# TASK DETAILS
The stretch wanted below opens at the line containing "Yeah, same here." and closes at the line containing "As of [bpo-32528](https://bugs.python.org/issue32528)". Please return it exactly, with no other lines.
*** Begin section ***
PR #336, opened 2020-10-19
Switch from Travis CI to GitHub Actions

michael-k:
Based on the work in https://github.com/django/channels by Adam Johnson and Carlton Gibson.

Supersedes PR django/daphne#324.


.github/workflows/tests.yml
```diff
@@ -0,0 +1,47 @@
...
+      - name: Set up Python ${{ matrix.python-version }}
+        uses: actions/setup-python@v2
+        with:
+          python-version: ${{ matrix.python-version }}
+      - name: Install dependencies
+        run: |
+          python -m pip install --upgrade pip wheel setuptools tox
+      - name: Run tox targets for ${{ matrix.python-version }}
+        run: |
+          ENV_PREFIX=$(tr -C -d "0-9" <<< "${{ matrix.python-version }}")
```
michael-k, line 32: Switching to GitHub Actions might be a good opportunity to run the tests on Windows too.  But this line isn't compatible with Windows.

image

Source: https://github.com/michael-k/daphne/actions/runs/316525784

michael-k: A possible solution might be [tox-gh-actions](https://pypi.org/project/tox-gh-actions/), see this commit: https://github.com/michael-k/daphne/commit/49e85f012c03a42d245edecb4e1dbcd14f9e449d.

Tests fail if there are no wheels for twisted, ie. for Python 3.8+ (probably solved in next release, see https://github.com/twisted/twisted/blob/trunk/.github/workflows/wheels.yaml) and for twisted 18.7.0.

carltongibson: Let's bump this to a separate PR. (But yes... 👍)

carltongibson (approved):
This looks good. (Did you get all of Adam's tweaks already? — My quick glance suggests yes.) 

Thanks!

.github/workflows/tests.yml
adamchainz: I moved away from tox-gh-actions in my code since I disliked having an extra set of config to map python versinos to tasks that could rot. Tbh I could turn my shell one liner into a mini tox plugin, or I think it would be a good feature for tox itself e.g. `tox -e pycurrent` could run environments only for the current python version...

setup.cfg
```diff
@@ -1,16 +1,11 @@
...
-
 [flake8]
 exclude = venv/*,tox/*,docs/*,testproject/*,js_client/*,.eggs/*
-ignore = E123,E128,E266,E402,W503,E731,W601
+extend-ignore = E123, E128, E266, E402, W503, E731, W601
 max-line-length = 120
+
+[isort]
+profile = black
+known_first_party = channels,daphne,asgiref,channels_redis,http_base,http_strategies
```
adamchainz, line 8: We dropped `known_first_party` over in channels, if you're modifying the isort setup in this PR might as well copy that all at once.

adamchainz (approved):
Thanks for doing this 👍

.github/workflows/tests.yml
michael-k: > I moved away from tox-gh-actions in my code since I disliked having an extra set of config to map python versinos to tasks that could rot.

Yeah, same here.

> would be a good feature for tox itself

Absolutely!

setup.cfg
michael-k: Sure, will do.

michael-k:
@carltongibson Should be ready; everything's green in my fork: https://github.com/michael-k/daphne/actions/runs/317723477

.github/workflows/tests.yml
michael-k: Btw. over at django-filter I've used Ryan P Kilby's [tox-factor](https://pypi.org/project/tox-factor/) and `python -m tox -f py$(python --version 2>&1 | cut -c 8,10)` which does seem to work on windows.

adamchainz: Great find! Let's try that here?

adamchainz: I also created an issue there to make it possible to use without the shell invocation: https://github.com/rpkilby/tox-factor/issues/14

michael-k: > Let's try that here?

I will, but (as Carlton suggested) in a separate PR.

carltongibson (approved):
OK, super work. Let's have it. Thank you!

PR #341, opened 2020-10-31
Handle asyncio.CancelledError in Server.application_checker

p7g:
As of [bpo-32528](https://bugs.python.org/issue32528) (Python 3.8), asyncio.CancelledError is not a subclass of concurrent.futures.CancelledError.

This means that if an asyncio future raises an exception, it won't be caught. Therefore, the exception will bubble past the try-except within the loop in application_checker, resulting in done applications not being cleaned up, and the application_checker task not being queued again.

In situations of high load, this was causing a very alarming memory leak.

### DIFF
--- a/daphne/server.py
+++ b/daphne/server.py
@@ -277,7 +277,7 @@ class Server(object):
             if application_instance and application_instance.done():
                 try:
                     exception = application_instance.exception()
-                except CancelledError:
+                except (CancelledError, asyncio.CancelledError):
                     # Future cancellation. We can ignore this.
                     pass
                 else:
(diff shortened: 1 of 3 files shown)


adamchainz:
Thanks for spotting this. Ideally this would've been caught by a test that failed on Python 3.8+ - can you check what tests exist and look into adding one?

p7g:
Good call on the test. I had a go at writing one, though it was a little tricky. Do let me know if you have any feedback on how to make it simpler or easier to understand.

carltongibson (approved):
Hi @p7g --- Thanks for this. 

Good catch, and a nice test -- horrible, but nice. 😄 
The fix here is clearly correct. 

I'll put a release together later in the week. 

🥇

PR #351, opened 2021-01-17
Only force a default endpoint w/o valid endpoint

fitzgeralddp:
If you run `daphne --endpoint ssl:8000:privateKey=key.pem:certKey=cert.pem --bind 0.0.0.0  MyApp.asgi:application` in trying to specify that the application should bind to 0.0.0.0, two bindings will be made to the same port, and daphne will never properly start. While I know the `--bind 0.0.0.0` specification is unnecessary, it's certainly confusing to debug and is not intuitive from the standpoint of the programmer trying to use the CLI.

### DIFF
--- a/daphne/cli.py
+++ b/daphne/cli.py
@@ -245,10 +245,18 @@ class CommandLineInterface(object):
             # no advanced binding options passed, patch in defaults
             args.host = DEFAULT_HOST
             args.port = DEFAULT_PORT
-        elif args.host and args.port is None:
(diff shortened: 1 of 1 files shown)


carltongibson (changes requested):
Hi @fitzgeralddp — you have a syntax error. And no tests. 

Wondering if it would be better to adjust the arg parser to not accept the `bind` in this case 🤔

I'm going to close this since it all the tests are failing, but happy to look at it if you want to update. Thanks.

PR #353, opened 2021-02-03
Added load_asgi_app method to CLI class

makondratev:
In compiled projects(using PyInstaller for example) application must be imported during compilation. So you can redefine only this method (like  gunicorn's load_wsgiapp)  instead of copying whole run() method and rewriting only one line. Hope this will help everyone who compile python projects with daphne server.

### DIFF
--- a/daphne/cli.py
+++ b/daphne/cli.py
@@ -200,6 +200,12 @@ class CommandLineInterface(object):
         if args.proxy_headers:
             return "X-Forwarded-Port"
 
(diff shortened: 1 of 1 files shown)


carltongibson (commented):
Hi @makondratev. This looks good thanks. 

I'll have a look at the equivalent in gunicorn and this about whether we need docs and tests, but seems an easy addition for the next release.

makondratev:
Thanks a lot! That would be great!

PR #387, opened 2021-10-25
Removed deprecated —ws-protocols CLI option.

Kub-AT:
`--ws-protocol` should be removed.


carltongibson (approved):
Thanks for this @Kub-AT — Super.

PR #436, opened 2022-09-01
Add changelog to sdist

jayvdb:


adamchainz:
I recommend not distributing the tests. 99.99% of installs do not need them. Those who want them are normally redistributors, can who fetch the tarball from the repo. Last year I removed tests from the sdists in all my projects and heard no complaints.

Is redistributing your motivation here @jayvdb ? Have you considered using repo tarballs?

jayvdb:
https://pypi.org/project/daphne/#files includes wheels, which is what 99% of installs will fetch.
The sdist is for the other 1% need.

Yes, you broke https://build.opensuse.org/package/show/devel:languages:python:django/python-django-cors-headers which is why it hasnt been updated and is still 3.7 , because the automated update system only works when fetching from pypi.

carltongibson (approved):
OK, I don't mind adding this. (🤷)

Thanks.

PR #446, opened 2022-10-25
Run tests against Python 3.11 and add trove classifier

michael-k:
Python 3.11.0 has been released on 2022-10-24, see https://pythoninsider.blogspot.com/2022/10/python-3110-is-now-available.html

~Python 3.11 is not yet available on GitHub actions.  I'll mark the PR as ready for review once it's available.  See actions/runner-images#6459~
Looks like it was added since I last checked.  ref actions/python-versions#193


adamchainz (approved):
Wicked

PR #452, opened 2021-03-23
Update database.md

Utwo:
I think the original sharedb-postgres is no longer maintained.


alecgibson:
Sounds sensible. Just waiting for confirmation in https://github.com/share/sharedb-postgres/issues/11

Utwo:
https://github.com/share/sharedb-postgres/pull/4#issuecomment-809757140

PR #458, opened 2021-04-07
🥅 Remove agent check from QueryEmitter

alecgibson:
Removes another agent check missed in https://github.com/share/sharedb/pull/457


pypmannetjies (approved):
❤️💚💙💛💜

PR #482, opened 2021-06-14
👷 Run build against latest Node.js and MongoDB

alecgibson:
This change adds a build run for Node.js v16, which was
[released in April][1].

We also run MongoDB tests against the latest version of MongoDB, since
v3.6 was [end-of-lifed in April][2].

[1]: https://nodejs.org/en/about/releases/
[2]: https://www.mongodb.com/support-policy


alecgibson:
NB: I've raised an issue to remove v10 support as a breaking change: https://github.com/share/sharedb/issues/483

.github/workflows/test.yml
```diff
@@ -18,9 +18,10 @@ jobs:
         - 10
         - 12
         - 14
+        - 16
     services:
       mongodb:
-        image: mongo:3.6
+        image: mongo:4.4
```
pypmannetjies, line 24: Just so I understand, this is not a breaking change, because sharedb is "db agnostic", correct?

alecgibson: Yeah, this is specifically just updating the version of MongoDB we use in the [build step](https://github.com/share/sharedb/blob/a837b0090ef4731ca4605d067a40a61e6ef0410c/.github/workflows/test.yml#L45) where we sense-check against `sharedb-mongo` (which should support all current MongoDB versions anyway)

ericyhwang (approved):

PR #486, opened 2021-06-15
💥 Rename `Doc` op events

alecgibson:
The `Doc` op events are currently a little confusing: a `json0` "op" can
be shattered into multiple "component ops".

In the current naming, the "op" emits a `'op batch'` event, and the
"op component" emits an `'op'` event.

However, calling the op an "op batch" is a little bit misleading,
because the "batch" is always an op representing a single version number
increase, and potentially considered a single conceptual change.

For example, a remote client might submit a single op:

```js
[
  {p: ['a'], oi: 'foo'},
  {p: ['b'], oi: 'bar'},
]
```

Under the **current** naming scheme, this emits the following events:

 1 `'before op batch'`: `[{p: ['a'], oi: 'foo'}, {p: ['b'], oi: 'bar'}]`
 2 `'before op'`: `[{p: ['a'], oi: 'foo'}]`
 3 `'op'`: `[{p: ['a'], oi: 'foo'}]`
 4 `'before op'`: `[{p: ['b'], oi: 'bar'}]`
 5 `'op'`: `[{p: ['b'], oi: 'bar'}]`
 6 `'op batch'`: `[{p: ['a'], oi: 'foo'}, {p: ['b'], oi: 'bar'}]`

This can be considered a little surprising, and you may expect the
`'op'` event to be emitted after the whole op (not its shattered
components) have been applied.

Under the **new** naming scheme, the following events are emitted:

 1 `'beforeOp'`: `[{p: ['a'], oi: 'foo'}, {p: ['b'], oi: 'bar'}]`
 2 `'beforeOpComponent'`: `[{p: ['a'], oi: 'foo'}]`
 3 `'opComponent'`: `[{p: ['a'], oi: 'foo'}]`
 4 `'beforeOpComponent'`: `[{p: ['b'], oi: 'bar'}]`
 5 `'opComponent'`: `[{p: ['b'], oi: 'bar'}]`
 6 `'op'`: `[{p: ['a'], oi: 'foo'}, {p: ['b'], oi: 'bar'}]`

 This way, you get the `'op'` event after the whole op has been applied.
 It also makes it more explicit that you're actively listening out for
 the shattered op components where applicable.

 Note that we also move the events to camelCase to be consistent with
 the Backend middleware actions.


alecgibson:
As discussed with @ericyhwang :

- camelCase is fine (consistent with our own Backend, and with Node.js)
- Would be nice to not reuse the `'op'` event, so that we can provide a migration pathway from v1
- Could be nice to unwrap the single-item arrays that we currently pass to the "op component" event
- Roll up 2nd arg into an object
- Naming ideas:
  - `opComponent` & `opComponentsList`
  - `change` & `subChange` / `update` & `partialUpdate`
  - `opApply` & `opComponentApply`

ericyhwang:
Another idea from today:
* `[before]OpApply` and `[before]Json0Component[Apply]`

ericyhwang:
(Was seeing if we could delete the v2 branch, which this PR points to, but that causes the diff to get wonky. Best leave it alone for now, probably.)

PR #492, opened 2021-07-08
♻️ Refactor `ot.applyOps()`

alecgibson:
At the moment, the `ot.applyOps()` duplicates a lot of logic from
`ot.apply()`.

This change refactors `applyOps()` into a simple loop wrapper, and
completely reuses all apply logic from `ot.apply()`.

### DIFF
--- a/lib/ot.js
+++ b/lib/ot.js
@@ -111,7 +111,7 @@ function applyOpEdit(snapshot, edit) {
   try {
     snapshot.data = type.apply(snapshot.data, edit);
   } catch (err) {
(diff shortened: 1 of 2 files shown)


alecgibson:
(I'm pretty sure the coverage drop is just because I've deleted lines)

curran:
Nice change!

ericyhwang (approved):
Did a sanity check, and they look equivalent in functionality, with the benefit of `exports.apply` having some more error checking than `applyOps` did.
*** End section ***
*** Begin section ***
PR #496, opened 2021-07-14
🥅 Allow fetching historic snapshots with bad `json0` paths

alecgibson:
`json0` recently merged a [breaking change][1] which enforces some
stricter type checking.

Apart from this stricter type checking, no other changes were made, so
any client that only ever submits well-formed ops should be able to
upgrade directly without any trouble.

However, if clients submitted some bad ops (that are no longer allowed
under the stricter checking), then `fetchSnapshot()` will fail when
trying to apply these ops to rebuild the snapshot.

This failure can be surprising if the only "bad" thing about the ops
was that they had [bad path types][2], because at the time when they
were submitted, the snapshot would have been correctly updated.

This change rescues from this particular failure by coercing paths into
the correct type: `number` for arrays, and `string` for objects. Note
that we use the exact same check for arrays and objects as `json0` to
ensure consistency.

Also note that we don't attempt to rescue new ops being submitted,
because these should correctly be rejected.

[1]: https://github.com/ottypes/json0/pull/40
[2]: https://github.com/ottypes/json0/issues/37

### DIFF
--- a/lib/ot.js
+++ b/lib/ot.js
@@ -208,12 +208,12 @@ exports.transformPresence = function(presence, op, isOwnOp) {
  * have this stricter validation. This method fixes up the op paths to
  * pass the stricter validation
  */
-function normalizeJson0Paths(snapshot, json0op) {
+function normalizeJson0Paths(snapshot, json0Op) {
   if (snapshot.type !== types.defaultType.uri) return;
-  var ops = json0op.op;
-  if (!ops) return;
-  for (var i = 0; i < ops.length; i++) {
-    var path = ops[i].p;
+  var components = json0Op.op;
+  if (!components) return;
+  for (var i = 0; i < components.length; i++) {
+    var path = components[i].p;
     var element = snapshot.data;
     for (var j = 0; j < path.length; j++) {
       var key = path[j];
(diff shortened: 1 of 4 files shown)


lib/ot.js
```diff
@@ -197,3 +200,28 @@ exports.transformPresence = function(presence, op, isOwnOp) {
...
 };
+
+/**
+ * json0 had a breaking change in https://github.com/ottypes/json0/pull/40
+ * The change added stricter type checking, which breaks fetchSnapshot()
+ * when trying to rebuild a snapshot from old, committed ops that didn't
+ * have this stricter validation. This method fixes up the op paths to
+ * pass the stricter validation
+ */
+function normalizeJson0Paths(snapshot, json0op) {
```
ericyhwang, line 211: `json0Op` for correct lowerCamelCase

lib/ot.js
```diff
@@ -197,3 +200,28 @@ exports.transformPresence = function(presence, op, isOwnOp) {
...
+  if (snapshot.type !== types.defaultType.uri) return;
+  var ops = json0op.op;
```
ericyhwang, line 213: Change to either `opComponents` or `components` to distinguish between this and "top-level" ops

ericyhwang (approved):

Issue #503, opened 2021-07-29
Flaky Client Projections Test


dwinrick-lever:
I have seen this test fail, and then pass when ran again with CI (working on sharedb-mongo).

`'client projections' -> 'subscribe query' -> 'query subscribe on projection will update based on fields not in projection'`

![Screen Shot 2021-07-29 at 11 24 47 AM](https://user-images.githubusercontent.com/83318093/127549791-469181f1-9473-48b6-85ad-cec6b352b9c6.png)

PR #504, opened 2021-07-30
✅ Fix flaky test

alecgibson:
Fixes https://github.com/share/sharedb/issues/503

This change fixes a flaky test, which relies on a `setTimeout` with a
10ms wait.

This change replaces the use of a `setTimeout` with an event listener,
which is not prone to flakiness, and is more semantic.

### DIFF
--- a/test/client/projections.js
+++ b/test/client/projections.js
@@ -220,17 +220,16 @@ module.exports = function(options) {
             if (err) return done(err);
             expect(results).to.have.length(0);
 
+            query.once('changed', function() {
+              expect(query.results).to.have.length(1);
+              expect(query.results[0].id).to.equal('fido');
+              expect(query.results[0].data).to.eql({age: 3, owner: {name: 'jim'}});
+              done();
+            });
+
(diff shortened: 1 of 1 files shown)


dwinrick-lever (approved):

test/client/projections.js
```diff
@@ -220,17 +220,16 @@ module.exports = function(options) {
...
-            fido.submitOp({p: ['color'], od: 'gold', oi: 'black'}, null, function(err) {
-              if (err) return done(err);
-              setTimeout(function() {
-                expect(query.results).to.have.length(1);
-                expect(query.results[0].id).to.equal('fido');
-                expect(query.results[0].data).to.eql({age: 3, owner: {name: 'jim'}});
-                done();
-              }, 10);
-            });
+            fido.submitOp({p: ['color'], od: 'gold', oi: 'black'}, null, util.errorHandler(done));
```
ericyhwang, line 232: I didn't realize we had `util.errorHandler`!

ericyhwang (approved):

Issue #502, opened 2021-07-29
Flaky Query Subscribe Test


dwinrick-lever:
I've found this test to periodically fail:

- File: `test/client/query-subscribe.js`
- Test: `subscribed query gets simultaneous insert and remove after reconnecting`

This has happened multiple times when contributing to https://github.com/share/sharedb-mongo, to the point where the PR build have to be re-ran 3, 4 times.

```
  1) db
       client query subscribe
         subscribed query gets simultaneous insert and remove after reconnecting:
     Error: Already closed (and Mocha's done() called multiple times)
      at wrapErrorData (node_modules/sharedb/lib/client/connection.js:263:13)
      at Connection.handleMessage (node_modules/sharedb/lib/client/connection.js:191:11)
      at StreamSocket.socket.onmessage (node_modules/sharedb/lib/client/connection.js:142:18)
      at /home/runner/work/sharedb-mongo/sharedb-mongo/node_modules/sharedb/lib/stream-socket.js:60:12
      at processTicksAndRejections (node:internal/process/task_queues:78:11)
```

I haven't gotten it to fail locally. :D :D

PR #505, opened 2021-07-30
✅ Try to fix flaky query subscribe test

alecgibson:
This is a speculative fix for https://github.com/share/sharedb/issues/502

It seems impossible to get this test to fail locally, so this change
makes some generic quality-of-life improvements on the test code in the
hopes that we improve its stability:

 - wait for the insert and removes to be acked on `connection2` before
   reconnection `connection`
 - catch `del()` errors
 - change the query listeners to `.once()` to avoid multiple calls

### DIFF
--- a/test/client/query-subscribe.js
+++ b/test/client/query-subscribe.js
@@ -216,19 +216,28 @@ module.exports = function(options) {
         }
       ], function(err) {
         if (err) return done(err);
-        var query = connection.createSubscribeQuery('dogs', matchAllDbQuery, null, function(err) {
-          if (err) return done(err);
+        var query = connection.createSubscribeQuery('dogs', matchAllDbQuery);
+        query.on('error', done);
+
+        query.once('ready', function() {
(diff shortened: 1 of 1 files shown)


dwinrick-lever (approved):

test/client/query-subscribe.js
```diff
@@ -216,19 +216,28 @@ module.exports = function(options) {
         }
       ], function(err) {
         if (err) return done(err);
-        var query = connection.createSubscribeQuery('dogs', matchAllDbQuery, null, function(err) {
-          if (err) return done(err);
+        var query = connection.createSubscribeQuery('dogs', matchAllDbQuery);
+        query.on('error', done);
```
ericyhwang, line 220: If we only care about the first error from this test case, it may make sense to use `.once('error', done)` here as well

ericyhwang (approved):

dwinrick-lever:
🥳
*** End section ***
# SOLUTION TO THIS PROBLEM
Yeah, same here.

> would be a good feature for tox itself

Absolutely!

setup.cfg
michael-k: Sure, will do.

michael-k:
@carltongibson Should be ready; everything's green in my fork: https://github.com/michael-k/daphne/actions/runs/317723477

.github/workflows/tests.yml
michael-k: Btw. over at django-filter I've used Ryan P Kilby's [tox-factor](https://pypi.org/project/tox-factor/) and `python -m tox -f py$(python --version 2>&1 | cut -c 8,10)` which does seem to work on windows.

adamchainz: Great find! Let's try that here?

adamchainz: I also created an issue there to make it possible to use without the shell invocation: https://github.com/rpkilby/tox-factor/issues/14

michael-k: > Let's try that here?

I will, but (as Carlton suggested) in a separate PR.

carltongibson (approved):
OK, super work. Let's have it. Thank you!

PR #341, opened 2020-10-31
Handle asyncio.CancelledError in Server.application_checker

p7g:
As of [bpo-32528](https://bugs.python.org/issue32528) (Python 3.8), asyncio.CancelledError is not a subclass of concurrent.futures.CancelledError.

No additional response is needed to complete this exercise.